NAC is intended to perform some kind of endpoint admission and control by validating users on a network, ensuring they have the right credentials, enforcing policy and making sure they have the requisite security patches.

In other words, it keeps networks clean and keeps the bad guys out.

One of the most talked about NAC revelations of the year was that not all implementations are as secure. The NAC world was buzzing when a security researcher at the Black Hat Conference detailed how NAC solutions using DHCP (define) could be bypassed with relative ease.

Nearly every networking security vendor rolled out or re-branded some form of NAC solution in 2006, though the two biggest names in NAC were likely the two biggest names in networking security.

Cisco, which started the whole NAC craze under the guise of its Self-defending Network initiative, updated its core NAC appliance in 2006. Not to be outdone, Juniper Networks, Cisco's rival in the networking security space, rolled out UAC (Unified Access Control), its own version of NAC.

Juniper is taking the angle of open standards for NAC by embracing Trusted Computing Group's Trusted Network Connect standards for its UAC 2.0 solutions. The TNC specifications are supposed to enable a degree of interoperability between TNC compliant solutions offered by different vendors.

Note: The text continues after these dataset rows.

PR #825, opened 2023-04-15
fix: ui errors model changes, feat: cross link associations better in…

chirino:
… detail pages.

* add a `make ui-fmt` target that is included in the `make generate` target.

### DIFF
--- a/Makefile
+++ b/Makefile
@@ -175,10 +175,18 @@ opa-fmt: ## Lint the OPA policies
 	$(ECHO_PREFIX) printf "  %-12s \n" "[OPA FMT]"
 	$(CMD_PREFIX) docker run --platform linux/x86_64 --rm -v $(CURDIR):/workdir -w /workdir docker.io/openpolicyagent/opa:latest fmt --write $(policies)
 
+
+.PHONY: ui-fmt
+ui-fmt: dist/.ui-fmt ## Format the UI sources
+dist/.ui-fmt: $(wildcard ui/*) $(wildcard ui/src/**) | dist
+	$(ECHO_PREFIX) printf "  %-12s \n" "[UI FMT]"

Juniper has argued that Cisco's NAC is a proprietary model, whereas the TNC model is open, enabling wider participation and negating vendor lock-in.

Microsoft began brewing its own NAC-like framework called NAP (Network Access Protection), which, when it's released in 2007, will work with Cisco NAC and may also interoperate other solutions.

Beyond just competing frameworks for NAC, the openness of NAC and its various implementations may also be impeded by the various patents that vendors hold on elements of NAC or NAC-like technologies.

Networking security vendor Mirage Networks was awarded a patent for its approach to NAC. Though other NAC vendors, including Lockdown Networks and Nevis Networks, disputed the importance of the Mirage patents, Cisco and Juniper are either pursuing or already hold patents of their own in the space.

Arguments about when NAC should be deployed and when it will actually become pervasive underscored its popularity in 2006.

There were some in 2006 who argued that the time for NAC is now. Statistics from Infonetics Research show that enterprise adoption is already at 50 percent. Networking vendor StillSecure has also strongly argued that the time for NAC is now, because the need is now.

Yet a majority of a NAC panel at the Interop tradeshow in New York, which included Cisco, Juniper, Microsoft and StillSecure, argued that NAC will be widely adopted in five years.

The vendors also agreed that NAC is likely to look somewhat different in five years.

Regardless of when NAC actually does become as pervasive as networks themselves and which vendor or standard will be the leader, one thing is fairly obvious. If 2006 is any indication, NAC is here to stay.